■ EXERCISE
This exercise calls for every line of the listing below that contains the word "struct".

******************************

PR #1626, opened 2023-01-21
Parser associated types

Geal:


src/internal.rs
```diff
@@ -410,82 +412,100 @@ impl<I, O1, O2, E, F: Parser<I, O1, E>, G: FnMut(O1) -> O2> Parser<I, O2, E> for
...
   }
 }
 
 /// Implementation of `Parser::flat_map`
 #[cfg_attr(nightly, warn(rustdoc::missing_doc_code_examples))]
-pub struct FlatMap<F, G, O1> {
+pub struct FlatMap<F, G> {
   f: F,
   g: G,
-  phantom: core::marker::PhantomData<O1>,
```
epage, line 465: Nice that this lets you drop the phantom data

epage:
Any hint if this improved type inference at all?  Or any other benefit noticed besides dropping the number of generic parameters / phantom data?

src/internal.rs
Geal: yes, it simplifies them nicely. I have to check again the methods like `flat_map`, to make sure that they require all the trait bounds, otherwise it would be possible for them to return a value that does not implement `Parser`, which would be confusing

Geal:
so far the main issue with type inference was that I had to add the error type explicitely (`F: Parser<I, Error=E>` instead of `F: Parser<I>`) in most combinators. It is possible to remove the error generic type, like I've done for [many0](https://github.com/rust-bakery/nom/pull/1626/files#diff-bb724cea4e6803b90537697b87afb638d340a58d2d49600e8b684022cb5fcceeR57-R62), but this makes the type signatures harder to read

epage:
Just gave this a try in winnow-rs/winnow#220 and it looks like the compiler isn't happy about implementing `Parser` for `u8` and other built-ins because there is nothing to constrain the generic `E` parameter on that is used for the `Error` associated type.
```rust
impl<I, E> Parser<I> for u8
where
    I: StreamIsPartial,
    I: Stream<Token = u8>,
    E: ParseError<I>,
{
    type Output = u8;
    type Error = E;

    fn parse_next(&mut self, i: I) -> IResult<I, u8, E> {
        crate::bytes::one_of(*self).parse_next(i)
    }
}
```
```
error[E0207]: the type parameter `E` is not constrained by the impl trait, self type, or predicates
   --> src/parser.rs:606:9
    |
606 | impl<I, E> Parser<I> for u8
    |         ^ unconstrained type parameter
```

This would require hard coding the error type which would be unpleasant to then make it seemless with other parts of the API.

I guess only `O` could be turned into an associated type.  That would solve most type inference issues.  The inconsistency on output types isn't great though.

epage:
I found doubling down on `PhantomData` was another way of resolving the type inference issues: winnow-rs/winnow#222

******************************

■ RESULT FOR THIS EXERCISE
-pub struct FlatMap<F, G, O1> {
+pub struct FlatMap<F, G> {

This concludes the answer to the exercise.